PROVIDED DATA section start
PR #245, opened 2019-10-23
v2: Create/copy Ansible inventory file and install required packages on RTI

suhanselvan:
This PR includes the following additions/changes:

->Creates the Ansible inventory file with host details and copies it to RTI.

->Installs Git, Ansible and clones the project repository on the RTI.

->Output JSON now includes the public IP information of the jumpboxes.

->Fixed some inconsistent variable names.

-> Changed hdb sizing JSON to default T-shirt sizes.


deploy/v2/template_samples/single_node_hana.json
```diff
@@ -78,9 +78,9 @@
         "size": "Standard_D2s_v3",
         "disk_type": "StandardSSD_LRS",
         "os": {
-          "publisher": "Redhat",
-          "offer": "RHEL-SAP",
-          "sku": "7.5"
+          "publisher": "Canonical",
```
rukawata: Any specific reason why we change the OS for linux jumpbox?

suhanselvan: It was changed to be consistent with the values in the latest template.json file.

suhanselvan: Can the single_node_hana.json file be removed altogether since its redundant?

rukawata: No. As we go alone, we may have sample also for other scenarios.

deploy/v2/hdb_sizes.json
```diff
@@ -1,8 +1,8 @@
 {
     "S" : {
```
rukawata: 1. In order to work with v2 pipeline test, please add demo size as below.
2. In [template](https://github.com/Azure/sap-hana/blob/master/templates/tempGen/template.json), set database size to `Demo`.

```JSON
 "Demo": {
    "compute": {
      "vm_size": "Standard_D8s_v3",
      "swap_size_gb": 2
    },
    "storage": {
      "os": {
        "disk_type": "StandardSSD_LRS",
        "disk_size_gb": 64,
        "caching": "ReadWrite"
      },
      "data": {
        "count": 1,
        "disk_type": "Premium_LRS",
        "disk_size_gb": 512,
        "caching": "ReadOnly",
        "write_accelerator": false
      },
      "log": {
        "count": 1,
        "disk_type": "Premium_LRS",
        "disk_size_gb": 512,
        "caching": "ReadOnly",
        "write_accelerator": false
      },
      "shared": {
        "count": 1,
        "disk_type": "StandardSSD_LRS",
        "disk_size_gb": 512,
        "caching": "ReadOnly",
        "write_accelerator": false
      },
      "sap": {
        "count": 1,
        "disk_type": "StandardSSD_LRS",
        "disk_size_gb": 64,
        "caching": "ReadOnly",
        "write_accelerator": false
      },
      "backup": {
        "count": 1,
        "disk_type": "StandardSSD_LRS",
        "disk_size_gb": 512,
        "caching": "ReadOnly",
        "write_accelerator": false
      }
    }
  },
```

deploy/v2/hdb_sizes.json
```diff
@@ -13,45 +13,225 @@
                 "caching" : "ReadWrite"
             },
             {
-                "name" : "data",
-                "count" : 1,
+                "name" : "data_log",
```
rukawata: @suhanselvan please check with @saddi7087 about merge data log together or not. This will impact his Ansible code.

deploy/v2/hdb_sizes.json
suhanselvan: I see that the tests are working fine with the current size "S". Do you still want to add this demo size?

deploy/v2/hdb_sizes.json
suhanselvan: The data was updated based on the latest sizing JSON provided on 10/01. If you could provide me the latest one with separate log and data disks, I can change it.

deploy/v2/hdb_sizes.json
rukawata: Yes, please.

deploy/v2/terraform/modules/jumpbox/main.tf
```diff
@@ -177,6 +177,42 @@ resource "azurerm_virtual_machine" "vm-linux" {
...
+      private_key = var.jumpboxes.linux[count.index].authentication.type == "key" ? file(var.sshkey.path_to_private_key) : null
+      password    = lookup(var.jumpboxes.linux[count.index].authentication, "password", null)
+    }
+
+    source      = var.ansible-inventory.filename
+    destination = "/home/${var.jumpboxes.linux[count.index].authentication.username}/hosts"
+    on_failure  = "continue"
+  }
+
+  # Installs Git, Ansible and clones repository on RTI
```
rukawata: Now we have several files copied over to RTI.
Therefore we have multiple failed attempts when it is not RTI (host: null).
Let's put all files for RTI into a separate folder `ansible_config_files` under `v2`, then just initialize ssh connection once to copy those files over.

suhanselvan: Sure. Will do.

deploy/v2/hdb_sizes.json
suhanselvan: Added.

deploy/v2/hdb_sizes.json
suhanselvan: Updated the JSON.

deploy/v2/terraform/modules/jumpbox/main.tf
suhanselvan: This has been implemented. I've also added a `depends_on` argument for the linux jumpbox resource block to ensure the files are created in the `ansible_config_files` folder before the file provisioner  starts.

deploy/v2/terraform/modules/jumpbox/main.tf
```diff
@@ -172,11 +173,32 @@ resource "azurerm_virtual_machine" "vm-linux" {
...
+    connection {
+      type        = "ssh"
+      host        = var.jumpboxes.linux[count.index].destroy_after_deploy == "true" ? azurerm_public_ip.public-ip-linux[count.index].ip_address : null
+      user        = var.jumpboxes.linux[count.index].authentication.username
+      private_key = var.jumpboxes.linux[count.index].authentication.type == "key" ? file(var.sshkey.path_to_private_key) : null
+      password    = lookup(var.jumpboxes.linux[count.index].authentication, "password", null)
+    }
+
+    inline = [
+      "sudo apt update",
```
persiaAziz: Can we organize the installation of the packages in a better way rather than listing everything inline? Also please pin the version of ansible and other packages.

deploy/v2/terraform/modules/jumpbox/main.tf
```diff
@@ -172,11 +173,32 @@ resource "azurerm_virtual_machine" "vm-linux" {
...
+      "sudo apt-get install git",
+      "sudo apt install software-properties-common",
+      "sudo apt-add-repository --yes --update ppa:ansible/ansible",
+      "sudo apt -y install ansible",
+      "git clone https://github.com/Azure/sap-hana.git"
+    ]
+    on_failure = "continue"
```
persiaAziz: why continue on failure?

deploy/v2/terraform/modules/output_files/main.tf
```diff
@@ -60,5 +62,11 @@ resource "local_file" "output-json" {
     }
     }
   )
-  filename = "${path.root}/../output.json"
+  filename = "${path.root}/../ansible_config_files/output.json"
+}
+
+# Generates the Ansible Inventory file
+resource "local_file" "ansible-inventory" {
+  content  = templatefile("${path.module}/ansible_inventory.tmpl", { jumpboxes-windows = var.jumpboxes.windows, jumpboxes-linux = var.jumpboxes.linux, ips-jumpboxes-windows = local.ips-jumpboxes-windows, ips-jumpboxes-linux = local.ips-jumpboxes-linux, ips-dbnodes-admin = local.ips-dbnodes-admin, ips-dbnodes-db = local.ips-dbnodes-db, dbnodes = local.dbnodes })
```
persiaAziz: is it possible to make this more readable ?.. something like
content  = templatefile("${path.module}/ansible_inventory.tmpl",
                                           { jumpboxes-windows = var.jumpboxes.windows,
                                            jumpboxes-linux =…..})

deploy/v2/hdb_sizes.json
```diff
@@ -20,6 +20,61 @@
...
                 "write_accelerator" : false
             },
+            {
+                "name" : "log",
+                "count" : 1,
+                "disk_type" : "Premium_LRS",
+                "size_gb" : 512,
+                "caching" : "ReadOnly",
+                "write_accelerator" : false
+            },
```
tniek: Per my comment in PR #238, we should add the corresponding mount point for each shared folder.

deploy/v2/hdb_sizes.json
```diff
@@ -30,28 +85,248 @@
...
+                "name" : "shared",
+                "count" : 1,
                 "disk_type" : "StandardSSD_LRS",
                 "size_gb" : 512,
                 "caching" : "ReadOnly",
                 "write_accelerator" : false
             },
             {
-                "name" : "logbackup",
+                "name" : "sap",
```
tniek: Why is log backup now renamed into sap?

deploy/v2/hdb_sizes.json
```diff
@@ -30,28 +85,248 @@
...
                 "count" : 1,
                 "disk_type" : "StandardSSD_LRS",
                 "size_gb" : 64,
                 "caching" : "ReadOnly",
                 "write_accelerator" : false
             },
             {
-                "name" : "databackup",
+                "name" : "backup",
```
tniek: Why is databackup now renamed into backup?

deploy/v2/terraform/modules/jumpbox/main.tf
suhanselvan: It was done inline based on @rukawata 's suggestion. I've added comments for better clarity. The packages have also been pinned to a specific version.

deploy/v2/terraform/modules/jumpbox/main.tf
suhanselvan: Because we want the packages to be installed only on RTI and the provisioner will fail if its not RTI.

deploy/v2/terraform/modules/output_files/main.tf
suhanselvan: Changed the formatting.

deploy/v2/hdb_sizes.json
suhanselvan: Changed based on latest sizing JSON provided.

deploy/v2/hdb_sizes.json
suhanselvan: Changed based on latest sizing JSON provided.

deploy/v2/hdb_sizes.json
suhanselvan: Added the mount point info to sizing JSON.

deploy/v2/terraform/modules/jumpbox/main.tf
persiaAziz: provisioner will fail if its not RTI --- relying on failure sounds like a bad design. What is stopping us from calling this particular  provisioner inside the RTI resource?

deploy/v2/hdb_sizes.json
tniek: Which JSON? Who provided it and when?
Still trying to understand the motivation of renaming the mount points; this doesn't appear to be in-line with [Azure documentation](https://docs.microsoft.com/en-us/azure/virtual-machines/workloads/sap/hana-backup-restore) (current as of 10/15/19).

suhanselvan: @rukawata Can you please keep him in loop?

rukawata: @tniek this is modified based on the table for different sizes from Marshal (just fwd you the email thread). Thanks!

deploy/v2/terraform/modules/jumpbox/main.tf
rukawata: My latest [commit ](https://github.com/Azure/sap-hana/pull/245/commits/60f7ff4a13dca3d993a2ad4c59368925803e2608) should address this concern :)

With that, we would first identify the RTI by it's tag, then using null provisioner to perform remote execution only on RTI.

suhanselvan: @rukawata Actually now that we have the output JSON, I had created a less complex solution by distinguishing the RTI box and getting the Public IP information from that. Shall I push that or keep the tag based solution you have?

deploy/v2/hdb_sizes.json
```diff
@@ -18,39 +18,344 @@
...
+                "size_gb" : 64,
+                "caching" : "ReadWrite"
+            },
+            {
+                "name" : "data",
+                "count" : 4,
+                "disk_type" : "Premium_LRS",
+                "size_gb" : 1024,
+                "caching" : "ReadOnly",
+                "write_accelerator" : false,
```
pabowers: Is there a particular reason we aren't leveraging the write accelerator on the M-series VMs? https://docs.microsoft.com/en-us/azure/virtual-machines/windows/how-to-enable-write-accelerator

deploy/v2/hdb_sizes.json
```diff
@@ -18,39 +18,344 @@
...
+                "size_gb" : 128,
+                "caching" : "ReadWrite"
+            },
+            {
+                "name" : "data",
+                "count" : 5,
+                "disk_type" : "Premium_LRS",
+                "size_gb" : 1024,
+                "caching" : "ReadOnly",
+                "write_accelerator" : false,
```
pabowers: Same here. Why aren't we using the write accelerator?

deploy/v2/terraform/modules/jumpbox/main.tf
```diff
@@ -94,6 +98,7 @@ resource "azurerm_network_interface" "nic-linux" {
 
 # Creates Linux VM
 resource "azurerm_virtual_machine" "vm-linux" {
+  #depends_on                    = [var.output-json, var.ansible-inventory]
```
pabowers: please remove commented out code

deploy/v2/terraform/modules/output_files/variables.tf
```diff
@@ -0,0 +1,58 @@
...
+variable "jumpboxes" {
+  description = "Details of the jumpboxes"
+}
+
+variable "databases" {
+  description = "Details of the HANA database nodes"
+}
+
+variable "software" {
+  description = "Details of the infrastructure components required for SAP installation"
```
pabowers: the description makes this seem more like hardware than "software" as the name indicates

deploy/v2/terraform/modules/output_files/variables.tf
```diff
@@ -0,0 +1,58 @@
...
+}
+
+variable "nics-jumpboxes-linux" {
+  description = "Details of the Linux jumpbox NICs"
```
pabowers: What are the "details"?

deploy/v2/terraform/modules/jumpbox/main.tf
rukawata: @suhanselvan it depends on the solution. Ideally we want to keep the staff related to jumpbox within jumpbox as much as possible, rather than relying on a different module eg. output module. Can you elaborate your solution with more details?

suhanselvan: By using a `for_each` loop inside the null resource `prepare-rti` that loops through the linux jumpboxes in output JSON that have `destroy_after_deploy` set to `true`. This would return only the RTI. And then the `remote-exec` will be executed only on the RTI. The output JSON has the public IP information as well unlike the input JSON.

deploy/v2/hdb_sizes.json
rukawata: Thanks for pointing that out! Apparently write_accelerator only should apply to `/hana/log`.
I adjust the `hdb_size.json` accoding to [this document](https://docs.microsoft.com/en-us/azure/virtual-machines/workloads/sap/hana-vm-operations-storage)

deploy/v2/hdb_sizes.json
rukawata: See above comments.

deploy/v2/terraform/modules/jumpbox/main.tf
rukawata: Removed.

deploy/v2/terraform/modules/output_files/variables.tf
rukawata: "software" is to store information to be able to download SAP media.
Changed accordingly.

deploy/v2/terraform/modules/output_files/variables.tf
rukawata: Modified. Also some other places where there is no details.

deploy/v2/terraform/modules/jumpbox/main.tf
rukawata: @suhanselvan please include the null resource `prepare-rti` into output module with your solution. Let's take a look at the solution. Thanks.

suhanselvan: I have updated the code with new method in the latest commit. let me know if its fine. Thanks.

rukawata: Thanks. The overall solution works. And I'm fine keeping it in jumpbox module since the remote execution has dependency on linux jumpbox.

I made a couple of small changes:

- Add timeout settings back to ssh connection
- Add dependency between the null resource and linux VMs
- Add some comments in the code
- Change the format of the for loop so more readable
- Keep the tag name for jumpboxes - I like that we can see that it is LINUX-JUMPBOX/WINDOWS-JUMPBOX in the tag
PROVIDED DATA section end
## DESCRIPTION OF THE TASK
Scan the records for lines that hold "index", and reproduce each one you find.

## SOLUTION
+      private_key = var.jumpboxes.linux[count.index].authentication.type == "key" ? file(var.sshkey.path_to_private_key) : null
+      password    = lookup(var.jumpboxes.linux[count.index].authentication, "password", null)
+    destination = "/home/${var.jumpboxes.linux[count.index].authentication.username}/hosts"
+      host        = var.jumpboxes.linux[count.index].destroy_after_deploy == "true" ? azurerm_public_ip.public-ip-linux[count.index].ip_address : null
+      user        = var.jumpboxes.linux[count.index].authentication.username
+      private_key = var.jumpboxes.linux[count.index].authentication.type == "key" ? file(var.sshkey.path_to_private_key) : null
+      password    = lookup(var.jumpboxes.linux[count.index].authentication, "password", null)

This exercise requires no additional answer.